第121条により、連邦所得税から以下の金額を上限として利益を除外できます。

  • 独身、世帯主、または夫婦別申告の場合:250,000ドル
  • 夫婦合算申告の場合:500,000ドル

この「利益」とは、調整済み売却価格(売却代金から仲介手数料やクロージング費用などの売却費用を差し引いたもの)と、調整済み取得費(当初の購入価格に資本的改善を加え、減価償却費を差し引いたもの)の差額です。

重要なのは、除外された利益は3.8%の純投資所得税(NIIT)も免除されることであり、一般家庭が利用できる最も強力な節税策の一つとなっています。

簡単な例

マリア夫妻が2014年に自宅を40万ドルで購入したとします。彼らは数年かけてキッチンのリフォームと屋根の葺き替え(資本的改善)に5万ドルを費やしました。2026年に彼らは92万ドルで売却し、手数料とクロージング費用として5万5000ドルを支払いました。

  • 調整済み売却価格:$920,000 − $55,000 = $865,000
  • 調整済み取得費:$400,000 + $50,000 = $450,000
  • 実現利益:$865,000 − $450,000 = $415,000

彼らは夫婦合算申告であり、適格テストを満たしているため、415,000ドルの利益全額を除外できます。この売却に関する連邦キャピタルゲイン税の支払額は0ドルです。

合格すべき2つのテスト

第121条の除外規定を全額適用するには、売却日で終わる5年間の期間内に、以下の両方の要件を満たす必要があります。

1. 所有テスト(Ownership Test)

あなた(または合算申告の場合は配偶者)が、5年間の期間内に少なくとも24ヶ月(730日)その住宅を所有していなければなりません。この月数は連続している必要はありません。

2. 居住テスト(Use Test)

同じ5年間の期間内に、少なくとも24ヶ月その住宅を主たる居住地として使用していなければなりません。これも月数は連続している必要はなく、所有期間と重なっている必要もありません。

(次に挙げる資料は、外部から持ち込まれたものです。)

PR #1636, opened 2026-07-29
Demos 2446 additional refactors and cleanup

connor-parke-icf:
This PR addresses concerns in the previous PR for in progress applications/application dates. 
- Refactor phase completion logic to break up into multiple CTEs. Because the phase status should cascade depending on the status of the previous phase, the clearest way to represent this using DBT is a series of 7 CTEs, each representing its own phase. (priority 1).
This ended up not being quite needed, mainly because theres a mix of true PMDA dates and derived dates in the application date crosswalk. To address this, i implemented a more comprehensive test and appropriate-enough fallbacks.
- in apps_in_prog_phase_completion we are checking against the application_intake_start_date to determine if the concept start date has been skipped. Instead, we should check against the status of the application intake start date. 
- when initializing the federal comment period status, we should load it in as "Not Started" then rely on the existing stored procedure to update the phase status according to the its own rules. 
- we should add a test to ensure that the concept phase's skipped or completed dates are mutually exclusive to eachother
- we should rewire the inclusion of the current_phase_id to a new model between the Cleaned demonstration and the final demonstration tables, so clean up the existing final demonstration table which currently includes that join. We should strive to keep that table as clean as possible, relying primerily on selects and unions. 
- in cleaned_demos_app_app_phases_in_prog_demos, we have an inner join that may silently filter. We should replace it with an left join and add a corresponding test for nullness
- we can replace the apps_in_prog_missing_aplctn test with an inline test in the models.yaml since it is simple enough and concentrates the check back to the main configuration. 

- [x] Run AI Code Review


data/migration/stage_pmda_for_migration/models/apps/apps_in_prog_dates_crosswalked.sql
```diff
@@ -16,6 +16,10 @@ SELECT
     (CASE
         WHEN apps.phase_2_rcvd_dt IS NOT NULL
             THEN (apps.phase_2_rcvd_dt - INTERVAL '1 day')
+        WHEN
+            apps.phase_2_rcvd_dt IS NOT NULL
+            OR apps.phase_2_cmpltns_rvw_dt IS NOT NULL
+            THEN (apps.creatd_dt AT TIME ZONE 'America/New_York')::DATE
```
connor-parke-icf, line 22: when validating that each phase with a date had a start date, i found a couple that didnt have one. So ive provided a fallback to the application creation date since these are mostly new demos concepts anyway. might be a more appropriate fallback, but this one is pretty guaranteed to work

data/migration/stage_pmda_for_migration/models/apps/apps_in_prog_dates_crosswalked.sql
```diff
@@ -72,7 +96,4 @@ SELECT
     (apps.phase_4_strt_dt + TIME '00:00:00.000') AT TIME ZONE 'America/New_York' AS approval_package_start_date,
     (apps.phase_4_end_dt + TIME '00:00:00.000') AT TIME ZONE 'America/New_York' AS approval_package_completion_date
 
-FROM {{ ref('apps_active_in_prog_pmda_demos') }} AS apps
-WHERE
-    apps.mdcd_pendg_demo_id NOT IN
-    (SELECT e1.mdcd_pendg_demo_id FROM {{ ref('errors_apps_in_prog_missing_aplctn') }} AS e1)
```
connor-parke-icf, line 78: this validation was moved to an inline check in the yaml

data/migration/stage_pmda_for_migration/models/apps/apps_in_prog_phase_completion.sql
```diff
@@ -54,13 +48,13 @@ SELECT
...
         WHEN
-            concept_phase_status <> 'Completed'
-            AND concept_phase_status <> 'Skipped'
-            AND application_intake_start_date IS NULL
+            concept_phase_status = 'Started'
+            AND application_intake_phase_status = 'Not Started'
             THEN 'Concept'
-        WHEN application_intake_phase_status <> 'Completed' THEN 'Application Intake'
-        WHEN completeness_phase_status <> 'Completed' THEN 'Completeness'
-        WHEN federal_comment_period_phase_status <> 'Completed' THEN 'Federal Comment'
```
connor-parke-icf, line 63: modified this to be a positive check on the phase, rather than a negative one. Also removed federal comment period since that will be updated by the stored proc, and non of the demos currently are within their federal comment periods.

data/migration/stage_pmda_for_migration/models/apps/apps_unfiltered_staged_in_prog_pmda_demos.sql
```diff
@@ -19,7 +19,26 @@ SELECT
     ipdnum.cleaned_mdcd_demo_num AS medicaid_id,
     NULL AS chip_id,
     ipd.geo_ansi_state_cd AS state_id,
-    ipd.proj_ofcr_user_id
+    ipd.proj_ofcr_user_id,
```
connor-parke-icf, line 22: found a bug where i actually was silently filtering because i was pulling from a less-clean table than i joined to later. Made the more-clean version contain the columns i needed and pulled from that instead. as a result, the relevant columns needed to be piped through.

data/migration/stage_pmda_for_migration/tests/assert_phase_statuses_match_dates.sql
```diff
@@ -0,0 +1,333 @@
+-- This test validates that phase statuses are consistent with their dates.
+-- If any rows are returned, the test fails.
+-- Rules:
+-- - If phase status is 'Started', phase must have a start date
+-- - If phase status is 'Completed', phase must have both start and completion dates
+-- - If previous phase is 'Completed', next phase must be 'Started' (except Completeness → Federal Comment Period)
+-- - If dates exist for a phase, the phase must have a start date and be 'Started' (inverse check)
+
+WITH phase_data AS (
```
connor-parke-icf, line 9: went ahead and created a comprehensive test for dates and phases. many different reasons for failing, but in general validates the dates and their relationship to the phases.

data/migration/stage_pmda_for_migration/models/models.yml
```diff
@@ -474,6 +487,10 @@ models:
     columns:
       - name: application_id
         data_type: uuid
+        data_tests:
+          - not_null:
+              name: assert_id_not_null_in_cleaned_demos_app_app_phases_in_prog_demos
+
```
TARehman, line 493:
```suggestion
```

Extra line here, not sure if it was intended.

data/migration/stage_pmda_for_migration/models/models.yml
```diff
@@ -515,6 +532,7 @@ models:
         data_type: timestamptz
 
   # Apps Models
+
```
TARehman, line 535:
```suggestion
```

Same, extra line here, not sure if intended.

TARehman (approved):
LGTM! 👍🏻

夫婦合算申告で50万ドルの全額除外を適用するには、夫婦両方が居住テストを満たす必要がありますが、所有テストを満たす必要があるのはどちらか一方のみです。

何が「主たる居住地」と見なされるか?

IRSは単にどこに住んでいると主張しているかではなく、実際にどこに住んでいるかを確認します。主な判断要素は以下の通りです。

  • 運転免許証、有権者登録、納税申告書に記載されている住所
  • 銀行口座、車両、郵便物が登録されている場所
  • 家族が住んでおり、社会的なつながりがある場所
  • 毎年その物件で過ごす時間の長さ

複数の住宅を所有している場合、主たる居住地として認められるのは一度に1ヶ所だけです。

2年間の頻度ルール

多くの売り手が驚くルールがあります。第121条の除外規定を全額適用できるのは、2年に1回だけです。具体的には、現在の売却の前の2年間に別の住宅の売却でこの除外規定を利用していた場合、利用することはできません。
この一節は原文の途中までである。